Supplied material =>

******************************

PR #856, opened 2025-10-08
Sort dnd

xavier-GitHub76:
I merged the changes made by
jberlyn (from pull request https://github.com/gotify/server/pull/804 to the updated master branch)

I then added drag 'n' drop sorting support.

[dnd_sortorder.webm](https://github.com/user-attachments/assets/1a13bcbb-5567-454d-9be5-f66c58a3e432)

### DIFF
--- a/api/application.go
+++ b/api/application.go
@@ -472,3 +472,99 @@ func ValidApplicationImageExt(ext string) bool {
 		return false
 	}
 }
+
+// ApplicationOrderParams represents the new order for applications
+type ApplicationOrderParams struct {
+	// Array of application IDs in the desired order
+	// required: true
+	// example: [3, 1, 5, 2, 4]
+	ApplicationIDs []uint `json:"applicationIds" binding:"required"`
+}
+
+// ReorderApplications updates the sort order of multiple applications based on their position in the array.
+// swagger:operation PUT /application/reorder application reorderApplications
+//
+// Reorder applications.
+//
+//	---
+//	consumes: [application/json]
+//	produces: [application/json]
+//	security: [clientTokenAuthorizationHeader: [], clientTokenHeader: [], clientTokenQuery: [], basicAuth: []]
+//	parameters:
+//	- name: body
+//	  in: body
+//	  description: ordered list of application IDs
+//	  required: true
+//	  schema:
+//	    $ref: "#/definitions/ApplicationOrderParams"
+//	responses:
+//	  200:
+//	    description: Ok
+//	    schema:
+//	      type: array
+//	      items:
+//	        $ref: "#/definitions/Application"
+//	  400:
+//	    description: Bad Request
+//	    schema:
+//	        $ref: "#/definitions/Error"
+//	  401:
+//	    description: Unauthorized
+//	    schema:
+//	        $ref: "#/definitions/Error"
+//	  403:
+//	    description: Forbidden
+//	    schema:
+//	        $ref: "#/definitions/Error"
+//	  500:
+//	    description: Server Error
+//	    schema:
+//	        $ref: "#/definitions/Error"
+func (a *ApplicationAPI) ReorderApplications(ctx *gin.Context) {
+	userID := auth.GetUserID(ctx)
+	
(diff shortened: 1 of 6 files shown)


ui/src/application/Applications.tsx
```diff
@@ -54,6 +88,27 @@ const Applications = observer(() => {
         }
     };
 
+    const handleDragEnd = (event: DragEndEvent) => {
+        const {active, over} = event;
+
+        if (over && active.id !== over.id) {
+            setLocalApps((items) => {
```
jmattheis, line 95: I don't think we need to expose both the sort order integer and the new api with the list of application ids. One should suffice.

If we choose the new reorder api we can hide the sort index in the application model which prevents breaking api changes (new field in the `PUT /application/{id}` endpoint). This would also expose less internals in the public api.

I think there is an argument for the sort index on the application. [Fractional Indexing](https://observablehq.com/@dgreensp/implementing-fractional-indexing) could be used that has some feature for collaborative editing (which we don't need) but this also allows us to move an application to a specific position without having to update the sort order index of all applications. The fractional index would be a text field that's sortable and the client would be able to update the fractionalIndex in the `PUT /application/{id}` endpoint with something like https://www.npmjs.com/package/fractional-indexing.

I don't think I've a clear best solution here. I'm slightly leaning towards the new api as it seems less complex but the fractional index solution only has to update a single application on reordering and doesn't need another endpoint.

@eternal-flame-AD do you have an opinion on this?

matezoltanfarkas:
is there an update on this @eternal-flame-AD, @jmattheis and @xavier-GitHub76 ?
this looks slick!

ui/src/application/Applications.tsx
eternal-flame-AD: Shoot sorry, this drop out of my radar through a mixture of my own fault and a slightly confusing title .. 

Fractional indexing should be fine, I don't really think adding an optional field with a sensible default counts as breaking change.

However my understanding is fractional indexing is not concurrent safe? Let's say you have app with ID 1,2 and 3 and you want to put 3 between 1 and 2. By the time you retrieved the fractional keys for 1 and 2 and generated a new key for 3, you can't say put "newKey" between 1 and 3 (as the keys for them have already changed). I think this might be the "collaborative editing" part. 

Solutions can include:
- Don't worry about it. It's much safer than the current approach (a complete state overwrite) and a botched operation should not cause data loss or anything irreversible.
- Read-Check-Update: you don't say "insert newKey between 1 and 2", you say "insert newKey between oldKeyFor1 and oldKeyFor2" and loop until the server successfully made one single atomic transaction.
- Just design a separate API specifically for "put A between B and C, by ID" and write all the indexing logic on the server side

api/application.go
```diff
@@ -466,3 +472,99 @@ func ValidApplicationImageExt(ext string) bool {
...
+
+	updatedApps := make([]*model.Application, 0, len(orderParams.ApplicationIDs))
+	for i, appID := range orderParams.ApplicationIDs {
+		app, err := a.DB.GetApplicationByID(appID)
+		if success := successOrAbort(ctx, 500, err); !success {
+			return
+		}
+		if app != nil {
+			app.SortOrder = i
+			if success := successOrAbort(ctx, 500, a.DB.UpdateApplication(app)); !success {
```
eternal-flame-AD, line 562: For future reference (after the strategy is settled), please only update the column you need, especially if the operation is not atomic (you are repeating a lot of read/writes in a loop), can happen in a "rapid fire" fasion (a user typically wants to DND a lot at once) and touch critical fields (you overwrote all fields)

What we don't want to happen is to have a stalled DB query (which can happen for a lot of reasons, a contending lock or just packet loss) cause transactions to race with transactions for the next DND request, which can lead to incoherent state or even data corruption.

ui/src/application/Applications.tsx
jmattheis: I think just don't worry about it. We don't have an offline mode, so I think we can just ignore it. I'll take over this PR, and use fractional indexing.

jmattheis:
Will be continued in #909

******************************

Activity =>
Take each line of the listing above and set it down again exactly.

Finished task =>
PR #856, opened 2025-10-08
Sort dnd

xavier-GitHub76:
I merged the changes made by
jberlyn (from pull request https://github.com/gotify/server/pull/804 to the updated master branch)

I then added drag 'n' drop sorting support.

[dnd_sortorder.webm](https://github.com/user-attachments/assets/1a13bcbb-5567-454d-9be5-f66c58a3e432)

### DIFF
--- a/api/application.go
+++ b/api/application.go
@@ -472,3 +472,99 @@ func ValidApplicationImageExt(ext string) bool {
 		return false
 	}
 }
+
+// ApplicationOrderParams represents the new order for applications
+type ApplicationOrderParams struct {
+	// Array of application IDs in the desired order
+	// required: true
+	// example: [3, 1, 5, 2, 4]
+	ApplicationIDs []uint `json:"applicationIds" binding:"required"`
+}
+
+// ReorderApplications updates the sort order of multiple applications based on their position in the array.
+// swagger:operation PUT /application/reorder application reorderApplications
+//
+// Reorder applications.
+//
+//	---
+//	consumes: [application/json]
+//	produces: [application/json]
+//	security: [clientTokenAuthorizationHeader: [], clientTokenHeader: [], clientTokenQuery: [], basicAuth: []]
+//	parameters:
+//	- name: body
+//	  in: body
+//	  description: ordered list of application IDs
+//	  required: true
+//	  schema:
+//	    $ref: "#/definitions/ApplicationOrderParams"
+//	responses:
+//	  200:
+//	    description: Ok
+//	    schema:
+//	      type: array
+//	      items:
+//	        $ref: "#/definitions/Application"
+//	  400:
+//	    description: Bad Request
+//	    schema:
+//	        $ref: "#/definitions/Error"
+//	  401:
+//	    description: Unauthorized
+//	    schema:
+//	        $ref: "#/definitions/Error"
+//	  403:
+//	    description: Forbidden
+//	    schema:
+//	        $ref: "#/definitions/Error"
+//	  500:
+//	    description: Server Error
+//	    schema:
+//	        $ref: "#/definitions/Error"
+func (a *ApplicationAPI) ReorderApplications(ctx *gin.Context) {
+	userID := auth.GetUserID(ctx)
+	
(diff shortened: 1 of 6 files shown)


ui/src/application/Applications.tsx
```diff
@@ -54,6 +88,27 @@ const Applications = observer(() => {
         }
     };
 
+    const handleDragEnd = (event: DragEndEvent) => {
+        const {active, over} = event;
+
+        if (over && active.id !== over.id) {
+            setLocalApps((items) => {
```
jmattheis, line 95: I don't think we need to expose both the sort order integer and the new api with the list of application ids. One should suffice.

If we choose the new reorder api we can hide the sort index in the application model which prevents breaking api changes (new field in the `PUT /application/{id}` endpoint). This would also expose less internals in the public api.

I think there is an argument for the sort index on the application. [Fractional Indexing](https://observablehq.com/@dgreensp/implementing-fractional-indexing) could be used that has some feature for collaborative editing (which we don't need) but this also allows us to move an application to a specific position without having to update the sort order index of all applications. The fractional index would be a text field that's sortable and the client would be able to update the fractionalIndex in the `PUT /application/{id}` endpoint with something like https://www.npmjs.com/package/fractional-indexing.

I don't think I've a clear best solution here. I'm slightly leaning towards the new api as it seems less complex but the fractional index solution only has to update a single application on reordering and doesn't need another endpoint.

@eternal-flame-AD do you have an opinion on this?

matezoltanfarkas:
is there an update on this @eternal-flame-AD, @jmattheis and @xavier-GitHub76 ?
this looks slick!

ui/src/application/Applications.tsx
eternal-flame-AD: Shoot sorry, this drop out of my radar through a mixture of my own fault and a slightly confusing title .. 

Fractional indexing should be fine, I don't really think adding an optional field with a sensible default counts as breaking change.

However my understanding is fractional indexing is not concurrent safe? Let's say you have app with ID 1,2 and 3 and you want to put 3 between 1 and 2. By the time you retrieved the fractional keys for 1 and 2 and generated a new key for 3, you can't say put "newKey" between 1 and 3 (as the keys for them have already changed). I think this might be the "collaborative editing" part. 

Solutions can include:
- Don't worry about it. It's much safer than the current approach (a complete state overwrite) and a botched operation should not cause data loss or anything irreversible.
- Read-Check-Update: you don't say "insert newKey between 1 and 2", you say "insert newKey between oldKeyFor1 and oldKeyFor2" and loop until the server successfully made one single atomic transaction.
- Just design a separate API specifically for "put A between B and C, by ID" and write all the indexing logic on the server side

api/application.go
```diff
@@ -466,3 +472,99 @@ func ValidApplicationImageExt(ext string) bool {
...
+
+	updatedApps := make([]*model.Application, 0, len(orderParams.ApplicationIDs))
+	for i, appID := range orderParams.ApplicationIDs {
+		app, err := a.DB.GetApplicationByID(appID)
+		if success := successOrAbort(ctx, 500, err); !success {
+			return
+		}
+		if app != nil {
+			app.SortOrder = i
+			if success := successOrAbort(ctx, 500, a.DB.UpdateApplication(app)); !success {
```
eternal-flame-AD, line 562: For future reference (after the strategy is settled), please only update the column you need, especially if the operation is not atomic (you are repeating a lot of read/writes in a loop), can happen in a "rapid fire" fasion (a user typically wants to DND a lot at once) and touch critical fields (you overwrote all fields)

What we don't want to happen is to have a stalled DB query (which can happen for a lot of reasons, a contending lock or just packet loss) cause transactions to race with transactions for the next DND request, which can lead to incoherent state or even data corruption.

ui/src/application/Applications.tsx
jmattheis: I think just don't worry about it. We don't have an offline mode, so I think we can just ignore it. I'll take over this PR, and use fractional indexing.

jmattheis:
Will be continued in #909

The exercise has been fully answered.